As it goes you have pretty much said that cos as U say, if you had the power .......

Xxx

cat3 profile image
cat3 in reply to StaceM8

Yes Stace that's exactly right ; it is Geoff's wife wielding her 'next of kin' status which prevents further therapy.

But it's the system which has given her that status and which renders his son and daughter and mother powerless to do what they believe is best for their father (& son) despite them being his biological next of kin.

Thanks for your interest. x

StaceM8 profile image
StaceM8 in reply to cat3

& she's not reasonable enough to listen to an alternative view as t what would be best for her husband.
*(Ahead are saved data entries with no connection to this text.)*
PR #1406, opened 2024-08-06
await calls to generatePackfiles

denbeigh2000:
### What and why?
This change adds a missing `await` to the fallback case of `generatePackFilesForCommits`.
It is more-or-less the same fix as #813, but adds it to the fallback case as well as the primary.

I'm making this because I found regressions in checkout times in our CI agents after hitting the "fallback to CWD" edge case, and it seems possible that this may be due to an orphaned `git pack-objects` that is running longer than expected.

### How?

Before, we did not await the completion of this asynchronous method, and after this change, we will.

### Review checklist

I didn't do this (and neither did #813), but I believe you would unconditionally want to `await` this condition.

### DIFF
--- a/src/commands/git-metadata/gitdb.ts
+++ b/src/commands/git-metadata/gitdb.ts
@@ -320,7 +320,7 @@ const generatePackFilesForCommits = async (log: Logger, commits: string[]): Prom
     log.warn(`Failed generation of packfiles in tmpdir: ${err}`)
     log.warn(`Generating them in ${process.cwd()} instead`)
 
-    return generatePackfiles(process.cwd())
+    return await generatePackfiles(process.cwd())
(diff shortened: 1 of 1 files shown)


etnbrd (commented):
Contrary to https://github.com/DataDog/datadog-ci/pull/813, this call is in the `catch` clause. To my knowledge, adding `await` won't change anything as the rejected promise won't be caught by the `try` clause and will just bubble up anyway. Maybe I'm missing something? Could you elaborate on the expected change?

Drarig29:
Hi @denbeigh2000, I agree with @etnbrd and I don't think this change will fix your issue.

Can you send the logs you have when "hitting the fallback to CWD edge case"?

Issue #1415, opened 2024-08-08
Dependency vulnerability in @grpc/grpc-js


reggieWayflyer:
### Bug description

datadog-ci@2.41.0 has a security vulnerability within originating from `@google-cloud/logging` and `@google-cloud/run` dependency `@grpc/grpc-js`. 

result from `pnpm why @grpc/grpc-js` 

```
dependencies:
@datadog/datadog-ci 2.41.0
├─┬ @google-cloud/logging 11.0.0
│ └─┬ google-gax 4.3.2
│   └── @grpc/grpc-js 1.10.6
└─┬ @google-cloud/run 1.2.0
  └─┬ google-gax 4.3.2
    └── @grpc/grpc-js 1.10.6
```

### Describe what you expected

Resolve the issue by bumping the appropriate @google-cloud/*  dependencies.

### Steps to reproduce the issue

For any node project with @datadog/datadog-ci installed with a version of 2.40.0 ~ 2.41.0

### Command

None

Drarig29:
Hi! This will be fixed in the next patch. Thanks for reporting 🙇

PR #1418, opened 2024-08-12
[dep] Align `package.json` with `yarn.lock` for GCP packages

Drarig29:
### What and why?

Closes https://github.com/DataDog/datadog-ci/issues/1415.

This PR doesn't change the pinned versions in `yarn.lock`: it only aligns the `package.json` file to require versions greater or equal to what we defined in the `yarn.lock`.

Because we didn't update `package.json` last time, some customers are left with older versions of `@google-cloud/logging` and `@google-cloud/run`, which are depending on `@grpc/grpc-js@>=1.10.0, <1.10.9`, resulting in a vulnerability: https://github.com/DataDog/datadog-ci/security/dependabot/41.

### How?

Align `package.json` with `yarn.lock` for the 2 GCP packages that we use.

### Review checklist


yarn.lock
```diff
@@ -2108,7 +2108,7 @@ __metadata:
   languageName: node
   linkType: hard
 
-"@google-cloud/logging@npm:^11.0.0":
+"@google-cloud/logging@npm:^11.1.0":
   version: 11.1.0
```
Drarig29, line 2112: As you can see, our pinned version doesn't change.

yarn.lock
```diff
@@ -2155,7 +2155,7 @@ __metadata:
   languageName: node
   linkType: hard
 
-"@google-cloud/run@npm:^1.0.2":
+"@google-cloud/run@npm:^1.4.0":
   version: 1.4.0
```
Drarig29, line 2159: same here

AntoineDona (approved):

PR #1419, opened 2024-08-13
[SYNTH-15833] Use batch as source of truth for `hasResultPassed()`

Drarig29:
### What and why?

This PR fixes a bug where results without the complete information (server result from the polling endpoint) are reported as passed by default, even when the batch says the result failed.

### How?

Change the source of truth for `hasResultPassed()` to be the `ResultInBatch`, instead of the `ServerResult`.

### Review checklist

### DIFF
--- a/src/commands/synthetics/__tests__/utils/public.test.ts
+++ b/src/commands/synthetics/__tests__/utils/public.test.ts
@@ -81,6 +81,7 @@ import {
   getBatch,
   getBrowserServerResult,
   getFailedResultInBatch,
+  getIncompleteServerResult,
   getInProgressResultInBatch,
   getPassedResultInBatch,
   getResults,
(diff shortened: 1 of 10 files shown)


AntoineDona (approved):
Nice!

src/commands/synthetics/__tests__/utils/public.test.ts
```diff
@@ -1306,10 +1313,15 @@ describe('utils', () => {
       // Result 3 was available instantly
       expect(mockReporter.resultEnd).toHaveBeenNthCalledWith(2, {...result, resultId: 'rid-3'}, MOCK_BASE_URL, 'bid')
 
-      // Result 1 never became available
+      // Result 1 never became available (but the backend says it did not pass)
```
Drarig29, line 1316:
```suggestion
      // Result 1 never became available (but the batch says it did not pass)
```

Even from his kids ???

Xxx

cat3 profile image
cat3 in reply to StaceM8

How long do you have Stace ? Seriously, there is a jealousy issue going back 20 years which should have been resolved by a) My SAH, then b) Geoff's SAH six months later.

She has shown coldness towards our son and daughter and Geoff's mother, and open hostility towards me, particularly since Geoff fell ill.

Everyone has rallied round her, despite their own distress over both my & Geoff's illnesses, but she now refuses to even answer the phone.

Her own daughter has contacted my daughter to apologise for her mother's attitude and claims that she too is ostracised if she tries to voice an opinion, although she has moved in with her mother to support her.

We find it upsetting and slightly macabre that now Geoff is completely at her mercy she is so unwilling to even discuss any form of therapy.

StaceM8 profile image
StaceM8 in reply to cat3

Could U get her sectioned maybe - sorry I really have no idea but just noticed Dill below has some possible solutions maybe, (although that could be for Julie baring in mind this seems t be a conversation within a conversation - sorry Julie n good luck Cat !!!

I am sorry but all I know is that if the NHS set up Care you are not liable for the cost apart from that I have not got a clue as I have been out of the advice service for 7 years now

Best Advice will be perhaps from the PALS (Patient Advisory Liaison I think) at the Hospital or to contact local Advice Centre or Social Services or perhaps a solicitor (free advice session)

Although I used to be an advice worker Rules unfortunately have changed since I "Retired ?"

have you checked the CAB advice pages

Sorry to be so vague

We have been through this some time ago with the mother in law thats why I know my first statement is correct

It is a very difficult area we were luck I could access advice through the CAB network when I was working

Wish you the best of luck getting the help you deserve

in reply to

Hi found this on the internet hope it will be useful

nhs.uk/CarersDirect/guide/....

Flintdog profile image
Flintdog

Hi Julie, My partner suffered a massive brain injury in April 2012. After the NHS ran out of ideas, we managed to get him screened in for Continuing Health Care funding. We got him into a privately funded rehab unit which the comissioner has been kind enough to fund for the last 14 months (at a Considerable cost|) You need to attend loads of meetings and to fight for what you know is right for your mother. Don't be Mrs. Nice Guy all the time, sometimes you have to make a strong argument to get your point across and get what you want, or indeed what we all want for our loved ones.